What this task involves:
Write out every record again, exactly.

(Saved data entries)
'''

PR #555, opened 2023-08-28
enable compression of output Arrow files

visr:
I noticed changing the compression settings lead to identical Arrow files. It turns out nothing was being compressed.

Previously `get_compressor` always returned `nothing`, which was accepted by Arrow to mean: don't use compression.

This also depends on the Codec packages directly rather than relying on Arrow depending on them. That should catch breaking changes as well.


SouthEndMusic (approved):
Looks good to me

PR #560, opened 2023-08-29
Add ribasim_cli tests

### LINKED ISSUE #339: Add integration tests for `ribasim_cli`
After building ribasim.exe, we don't really test if it works as expected.
We should run a couple of integration tests on TeamCity.

Hofer-Julian:


Hofer-Julian:
This is ready for review from my side.
I couldn't get the tests to run on TeamCity for reasons that are completely non-obvious to me.
The tests fail with some Julia error, my theory was that it somehow installs an old version of Ribasim Python, but I wouldn't know how. Locally, the tests work fine. I've now disabled the TeamCity tests to be revisited later.

visr (approved):
Looks good to me. The `__dict__` trick saves some repetition.

PR #562, opened 2023-08-29
add reduction_factor to TabulatedRatingCurve

visr:
If the rating curve prescribes large Q even when the upstream Basin is nearly empty, this leads to an incorrect water balance.


visr:
replaced by #587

'''

Written solution:
PR #555, opened 2023-08-28
enable compression of output Arrow files

visr:
I noticed changing the compression settings lead to identical Arrow files. It turns out nothing was being compressed.

Previously `get_compressor` always returned `nothing`, which was accepted by Arrow to mean: don't use compression.

This also depends on the Codec packages directly rather than relying on Arrow depending on them. That should catch breaking changes as well.


SouthEndMusic (approved):
Looks good to me

PR #560, opened 2023-08-29
Add ribasim_cli tests

### LINKED ISSUE #339: Add integration tests for `ribasim_cli`
After building ribasim.exe, we don't really test if it works as expected.
We should run a couple of integration tests on TeamCity.

Hofer-Julian:


Hofer-Julian:
This is ready for review from my side.
I couldn't get the tests to run on TeamCity for reasons that are completely non-obvious to me.
The tests fail with some Julia error, my theory was that it somehow installs an old version of Ribasim Python, but I wouldn't know how. Locally, the tests work fine. I've now disabled the TeamCity tests to be revisited later.

visr (approved):
Looks good to me. The `__dict__` trick saves some repetition.

PR #562, opened 2023-08-29
add reduction_factor to TabulatedRatingCurve

visr:
If the rating curve prescribes large Q even when the upstream Basin is nearly empty, this leads to an incorrect water balance.


visr:
replaced by #587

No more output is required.